**WHAT YOU HAVE TO DO:**
Determine how many lines of the material below include "https", and reply with that number alone.

TASK DATA START

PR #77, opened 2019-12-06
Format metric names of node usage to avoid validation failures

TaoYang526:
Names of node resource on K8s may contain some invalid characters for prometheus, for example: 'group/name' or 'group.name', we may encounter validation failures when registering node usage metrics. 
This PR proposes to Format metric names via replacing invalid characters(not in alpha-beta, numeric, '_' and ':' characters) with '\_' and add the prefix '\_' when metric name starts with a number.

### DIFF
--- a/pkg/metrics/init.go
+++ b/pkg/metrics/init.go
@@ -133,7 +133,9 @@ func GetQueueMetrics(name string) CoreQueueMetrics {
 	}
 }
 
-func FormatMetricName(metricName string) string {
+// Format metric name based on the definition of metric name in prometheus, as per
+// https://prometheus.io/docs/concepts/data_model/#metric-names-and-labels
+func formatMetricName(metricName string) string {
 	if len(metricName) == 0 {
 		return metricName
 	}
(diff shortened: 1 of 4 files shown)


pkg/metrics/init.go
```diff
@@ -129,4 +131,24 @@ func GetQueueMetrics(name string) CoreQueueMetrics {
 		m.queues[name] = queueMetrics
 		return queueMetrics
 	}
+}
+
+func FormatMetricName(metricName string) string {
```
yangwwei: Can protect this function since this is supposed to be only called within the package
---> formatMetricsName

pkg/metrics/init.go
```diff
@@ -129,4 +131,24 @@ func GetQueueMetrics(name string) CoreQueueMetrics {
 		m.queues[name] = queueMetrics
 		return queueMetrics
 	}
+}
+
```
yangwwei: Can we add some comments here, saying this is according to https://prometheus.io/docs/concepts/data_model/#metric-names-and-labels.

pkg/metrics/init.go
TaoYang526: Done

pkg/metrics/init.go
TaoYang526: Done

TASK DATA END

**YOUR RESPONSE:**
2